5) Narrow the cause¶
Based on evidence gathered, form hypotheses and test each:
A) Parameter issue - Check config values against literature recommendations - Compare parameters between working and failing subjects - If likely: recommend entering an iterate loop with adjusted parameters
B) Code bug - Trace the error to a specific script or function - Check recent changes (git log) to the relevant code - Identify the file and line where the bug manifests
C) Data issue - Identify which subjects or files are affected - Check input data quality (missing channels, corrupt files, truncated recordings) - Determine if the issue is upstream (preprocessing) or local
D) Environment issue - Check if the pipeline ran in the correct conda environment - Verify dependencies and library versions - Check disk space, memory limits, or timeout issues
E) Ambiguous - If multiple hypotheses remain, present each with supporting evidence - Rank by likelihood - Suggest targeted tests to discriminate between them
6) Record and report¶
Create an observation note for each significant finding:
note_create(note_type="idea")
Use this frontmatter pattern:
---
title: "Investigation: <brief description>"
tags: [observation, investigate, <flow_name>]
series: <flow_name>
---
Note body should contain: - Issue: what was reported/detected - Checked: what was inspected (with specific paths/outputs) - Found: what the evidence shows - Cause: identified cause or remaining hypotheses - Next step: proposed action (fix, iterate, escalate)
7) Summarize to user¶
Present findings: - What was investigated and what was found - Root cause (if identified) with evidence - Proposed action: - Parameter issue → recommend iterate loop with specific adjustments - Code bug → identify the file, line, and fix - Data issue → identify affected subjects/files and remediation - Ambiguous → present alternatives with evidence, ask human to choose
8) Failure escalation¶
If after 3 investigation cycles the cause is not narrowing, escalate to the user with:
- Checked: what was inspected (exhaustive list)
- Ruled out: what hypotheses were eliminated and why
- Remaining: what hypotheses are still plausible
- Recommended next steps: what targeted tests or information would help discriminate
Do not continue investigating indefinitely.

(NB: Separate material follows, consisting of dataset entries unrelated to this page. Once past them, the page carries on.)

PR #14509, opened 2022-03-17
Public Cloud: Fix terraform for Azure

pdostal:
After we updated terraform we have problems destroying Azure instances.

- Related ticket: [poo#108518](https://progress.opensuse.org/issues/108518)
- Failed job: [OSD](https://openqa.suse.de/tests/8340177)
- Verification run: [15-SP3](http://pdostal-server.suse.cz/tests/13865) [15-SP4](http://pdostal-server.suse.cz/tests/13866#)

### DIFF
--- a/lib/publiccloud/provider.pm
+++ b/lib/publiccloud/provider.pm
@@ -11,6 +11,7 @@ package publiccloud::provider;
 use testapi qw(is_serial_terminal :DEFAULT);
 use Mojo::Base -base;
 use publiccloud::instance;
+use publiccloud::utils 'is_azure';
 use Carp;
 use List::Util qw(max);
 use Data::Dumper;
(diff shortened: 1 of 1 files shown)


asmorodskyi (changes requested):
it is not gonna work for product runs , we not always using "offer" sometimes we use images manually uploaded and than we specifying image id

grisu48 (approved):
LGTM! But the VRs are still missing

pdostal:
> it is not gonna work for product runs , we not always using "offer" sometimes we use images manually uploaded and than we specifying image id

```terraform
offer     = var.image_id != "" ? "" : var.offer
sku       = var.image_id != "" ? "" : var.sku
```
This will in my opinion be `""` for uploaded image.

ricardobranco777 (approved):
LGTM

PR #14510, opened 2022-03-17
Introduce FIRST_BOOT_CONFIG variable for MicroOS

Vogtinator:
Allows new scenarios which don't use the combustion+ignition combination.

- Needles: https://github.com/os-autoinst/os-autoinst-needles-opensuse/pull/764
- Verification runs:
  * Variable unset, as before: http://10.160.67.86/tests/1226 (still running)
  * Using jeos-firstboot: http://10.160.67.86/tests/1225 (still running)

~~I'm not sure whether the `WIZARD` variable is the best approach here. Ideally we'd also test `ignition` and `combustion` separately, so we might want something like `MICROOS_CONFIG` with values like `combustion`, `combustion+ignition`, `jeos-firstboot` instead.~~  Using `FIRST_BOOT_CONFIG` now.

### DIFF
--- a/variables.md
+++ b/variables.md
@@ -68,7 +68,6 @@ EXTRABOOTPARAMS_DELETE_NEEDLE_TARGET | string | | If specified, go back with the
 EXTRATEST | boolean | false | Enables execution of extra tests, see `load_extra_tests`
 FIRST_BOOT_CONFIG | string | combustion+ignition | The method used for initial configuration of MicroOS images. Possible values are: `combustion`, `ignition`, `combustion+ignition` and `wizard`. For ignition/combustion, the job needs to have a matching HDD attached.
 FLAVOR | string | | Defines flavor of the product under test, e.g. `staging-.-DVD`, `Krypton`, `Argon`, `Gnome-Live`, `DVD`, `Rescue-CD`, etc.
-SALT_FORMULAS_PATH | string | | Used to point to a tarball with relative path to [/data/yast2](https://github.com/os-autoinst/os-autoinst-distri-opensuse/tree/master/data/yast2) which contains all the needed files (top.sls, form.yml, ...) to support provisioning with Salt masterless mode.
 FULLURL | string | | Full url to the factory repo. Is relevant for openSUSE only.
 FULL_LVM_ENCRYPT | boolean | false | Enables/indicates encryption using lvm. boot partition may or not be encrypted, depending on the product default behavior.
 FUNCTION | string | | Specifies SUT's role for MM test suites. E.g. Used to determine which SUT acts as target/server and initiator/client for iscsi test suite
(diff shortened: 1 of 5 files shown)


mloviska:
> It's also a bit weird how to boot MicroOS disk images. The usual approach of using `installation/bootloader_uefi` doesn't work because of missing needles (`grub2-bootloader` vs. `grub2`/`bootloader` tags) and missing code for the grub config cursor moves and `microos/disk_boot` doesn't support this either because it expects a console at the end.

IMO, it would be nice to replace `microos/disk_boot` by `installation/bootloader_uefi` in the future.
As the use case is only for QEMU for both and `disk_boot` lacks support to inject kernel parameters.

mloviska (approved):
LGTM! Is it planned to use different initial setup tools for SLE/Leap as well ?

Vogtinator:
> LGTM! Is it planned to use different initial setup tools for SLE/Leap as well ?

Yep, but no idea when.

jlausuch:
That looks nice!

I would actually vote for `MICROOS_CONFIG` or something more generic `FIRST_BOOT_CONFIG`.

Vogtinator:
Ok, I'll try that.

variables.md
```diff
@@ -66,8 +66,8 @@ EXTRABOOTPARAMS_BOOT_LOCAL | string | | Boot options applied during the boot pro
 EXTRABOOTPARAMS_DELETE_CHARACTERS | string | | Characters to delete from boot prompt.
 EXTRABOOTPARAMS_DELETE_NEEDLE_TARGET | string | | If specified, go back with the cursor until this needle is matched to delete characters from there. Needs EXTRABOOTPARAMS_BOOT_LOCAL and should be combined with EXTRABOOTPARAMS_DELETE_CHARACTERS.
 EXTRATEST | boolean | false | Enables execution of extra tests, see `load_extra_tests`
+FIRST_BOOT_CONFIG | string | combustion+ignition | The method used for initial configuration of MicroOS images (combustion/ignition/wizard). Needs to have a matching HDD attached.
```
jlausuch, line 69:
```suggestion
FIRST_BOOT_CONFIG | string | combustion+ignition | The method used for initial configuration of MicroOS images. Possible values are: combustion | ignition | combustion+ignition | wizard`. For ignition/combustion, the job needs to have a matching HDD attached.
```

jlausuch: and I know I suggested it, but what about `FIRST_BOOT_MODE` ?

jlausuch:
```suggestion
FIRST_BOOT_CONFIG | string | combustion+ignition | The method used for initial configuration of MicroOS images. Possible values are: "combustion" "ignition" "combustion+ignition" "wizard". For ignition/combustion, the job needs to have a matching HDD attached.
```

Vogtinator: Changed

jlausuch (approved):

mloviska (approved):

Vogtinator:
I added new microos-{combustion,ignition,wizard} tests to TW

PR #14513, opened 2022-03-17
lib/main_common: Run systemd_wo_udev after repositories are set up

Vogtinator:
The module uses zypper and relies on repositories being configured correctly,
but that only happened later.

- Verification run: https://openqa.opensuse.org/tests/2249048


mloviska:
oh, Thanks!

PR #10474, opened 2020-06-08
Stabilize KDE live installation on aarch64

OleksandrOrlov:
The PR adds the required steps to stabilize Tumbleweed installation using Live CD on aarch64.

Changes introduced:
1. live_installation test module sporadically failed on aarch64 because when clicking on "Installation" icon on Desktop, the mouse button was hold too long and popup appeared instead of opening the application. The PR changes the click with `x11_start_program`, which also allows to open the app but without relying on click;
2. await_install failed because black screen appeared after some time without activity. The PR just adjusts the existing approach with mouse moving from time to time. As shown from 4 verification runs, this is effective and fixes the issue;
3. Legacy `sub handle_livecd_screenlock` seems to be not effective with the current product, but it is still left (maybe temporary), just to not broke existing tests that potentially may use it (e.g. on x64). Though, the way how `check_screen` is used here was changed. As previously it used array in function arguments instead of arrayref, that is required by function definition;
4. Also, `QEMURAM=4096` `QEMUCPUS=4` `TIMEOUT_SCALE=4` were added to Test Suite settings.

- Related ticket: https://progress.opensuse.org/issues/66355
- Verification runs:
https://openqa.opensuse.org/tests/1293429
https://openqa.opensuse.org/tests/1293430
https://openqa.opensuse.org/tests/1293431
https://openqa.opensuse.org/tests/1293432

PR #14514, opened 2022-03-17
installation/await_install: Remove dead code for screenlock handling

Vogtinator:
7e79403f937b removed the relevant tags from @tags, so the screenlock condition
inside the loop is only ever reached if a different tag already matched
check_screen. In that case the two check_screen calls actually cause a delay,
which can cause the module to miss stopping the reboot countdown in time.

- Verification run: http://10.160.67.86/tests/1229

### DIFF
--- a/tests/installation/await_install.pm
+++ b/tests/installation/await_install.pm
@@ -20,17 +20,6 @@
 #     - Send 'alt-d', check for needle 'ERROR-removing-package-details'
 #     - Send 'alt-i', check for needle 'WARNING-ignoring-package-failure'
 #     - Send 'alt-o'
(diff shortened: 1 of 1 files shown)


okurz (approved):
Yes, that's what we tried to tell in https://github.com/os-autoinst/os-autoinst-distri-opensuse/pull/10474#discussion_r437971702 and https://github.com/os-autoinst/os-autoinst-distri-opensuse/pull/10474#pullrequestreview-427846430 (and https://github.com/os-autoinst/os-autoinst-distri-opensuse/pull/10474#issuecomment-641858993 ). Good that you take this into your own hands to at least repair that flaw.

Three cycles of diminishing returns means human expertise is needed.
Hard rules¶
- Always check pipeline health (
pipeio_flow_status,pipeio_run_status,pipeio_log_parse) before inspecting data. Many issues are infrastructure failures, not data problems. - Never guess at the cause without inspecting actual outputs. "It might be X" is not a finding — "Output file Y shows Z, which indicates X" is.
- Always compare against a reference (literature values, prior results, working subjects). Investigation without a baseline is speculation.
- Create observation notes for significant findings, even if the investigation is incomplete. Future investigations benefit from the trail.
- Do not modify code or parameters during investigation — that is the iterate loop's job. Investigate diagnoses; iterate fixes.
- If the issue involves multiple flows, investigate each independently before looking for cross-flow causes.
- Escalate when stuck — 3 cycles without convergence means human input is needed. Present evidence, not apologies.